Content starts

PR #393, opened 2025-06-01
Add lyrics style to theme

khalil-cheddadi:
hello, i tried to add lyrics styles to the theme folder, for now only two properties which are active_line_style and line_style
it seems everything is working properly
although i couldn't figure out how to get `rmpc theme` to add the new config part to the output
also i couldn't find a way to add default modifers

but now you can do something like this:

image

### DIFF
--- a/src/config/theme/lyrics.rs
+++ b/src/config/theme/lyrics.rs
@@ -2,7 +2,7 @@ use anyhow::Result;
 use ratatui::style::{Color, Style};
 use serde::{Deserialize, Serialize};
 
-use super::{Modifiers, StyleFile, style::ToConfigOr};
+use super::{StyleFile, style::ToConfigOr};
 
 #[derive(Debug, Default, Clone)]
 pub struct LyricsConfig {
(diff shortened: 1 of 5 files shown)


mierak:
Theme is embedded from docs directly into the binary https://github.com/mierak/rmpc/blob/6b0e4661618805c4d24260214cbe56721b0842bc/src/main.rs#L57C1-L61C10

So for that you need to change the example in the docs, also please add these new settings to the theme section of the docs and mention the change in the changelog.

Other than that it looks fine!

src/config/theme/mod.rs
```diff
@@ -101,6 +104,7 @@ pub struct UiConfigFile {
     pub(super) format_tag_separator: String,
     #[serde(default)]
     pub(super) level_styles: LevelStylesFile,
+    pub(super) lyrics: LyricsConfigFile,
```
mierak, line 107: #[serde(default)] is missing here, without it existing configs will break

src/config/theme/lyrics.rs
```diff
@@ -0,0 +1,43 @@
...
+                modifiers: Some(Modifiers::Dim),
+            }),
+        }
+    }
+}
+
+impl LyricsConfigFile {
+    pub(super) fn into_config(self) -> Result<LyricsConfig> {
+        Ok(LyricsConfig {
+            active_line_style: self.active_line_style.to_config_or(Some(Color::Blue), None)?,
```
mierak, line 39: Oh, and one more thing, it would be better to let it fallback to the previous values (text_color/highlight_style) instead of blue/white? That way it will keep changeing with your config if you dont change lyrics explicitly.

khalil-cheddadi:
hi, i am kind of new to rust so i wasn't able to resolve everything you pointed out

mierak:
Feel free to ask any questions, I can give you some pointers.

Content ends

ACTIVITY – Retype the entries exactly; leave nothing out.

FINISHED EXERCISE –
PR #393, opened 2025-06-01
Add lyrics style to theme

khalil-cheddadi:
hello, i tried to add lyrics styles to the theme folder, for now only two properties which are active_line_style and line_style
it seems everything is working properly
although i couldn't figure out how to get `rmpc theme` to add the new config part to the output
also i couldn't find a way to add default modifers

but now you can do something like this:

image

### DIFF
--- a/src/config/theme/lyrics.rs
+++ b/src/config/theme/lyrics.rs
@@ -2,7 +2,7 @@ use anyhow::Result;
 use ratatui::style::{Color, Style};
 use serde::{Deserialize, Serialize};
 
-use super::{Modifiers, StyleFile, style::ToConfigOr};
+use super::{StyleFile, style::ToConfigOr};
 
 #[derive(Debug, Default, Clone)]
 pub struct LyricsConfig {
(diff shortened: 1 of 5 files shown)


mierak:
Theme is embedded from docs directly into the binary https://github.com/mierak/rmpc/blob/6b0e4661618805c4d24260214cbe56721b0842bc/src/main.rs#L57C1-L61C10

So for that you need to change the example in the docs, also please add these new settings to the theme section of the docs and mention the change in the changelog.

Other than that it looks fine!

src/config/theme/mod.rs
```diff
@@ -101,6 +104,7 @@ pub struct UiConfigFile {
     pub(super) format_tag_separator: String,
     #[serde(default)]
     pub(super) level_styles: LevelStylesFile,
+    pub(super) lyrics: LyricsConfigFile,
```
mierak, line 107: #[serde(default)] is missing here, without it existing configs will break

src/config/theme/lyrics.rs
```diff
@@ -0,0 +1,43 @@
...
+                modifiers: Some(Modifiers::Dim),
+            }),
+        }
+    }
+}
+
+impl LyricsConfigFile {
+    pub(super) fn into_config(self) -> Result<LyricsConfig> {
+        Ok(LyricsConfig {
+            active_line_style: self.active_line_style.to_config_or(Some(Color::Blue), None)?,
```
mierak, line 39: Oh, and one more thing, it would be better to let it fallback to the previous values (text_color/highlight_style) instead of blue/white? That way it will keep changeing with your config if you dont change lyrics explicitly.

khalil-cheddadi:
hi, i am kind of new to rust so i wasn't able to resolve everything you pointed out

mierak:
Feel free to ask any questions, I can give you some pointers.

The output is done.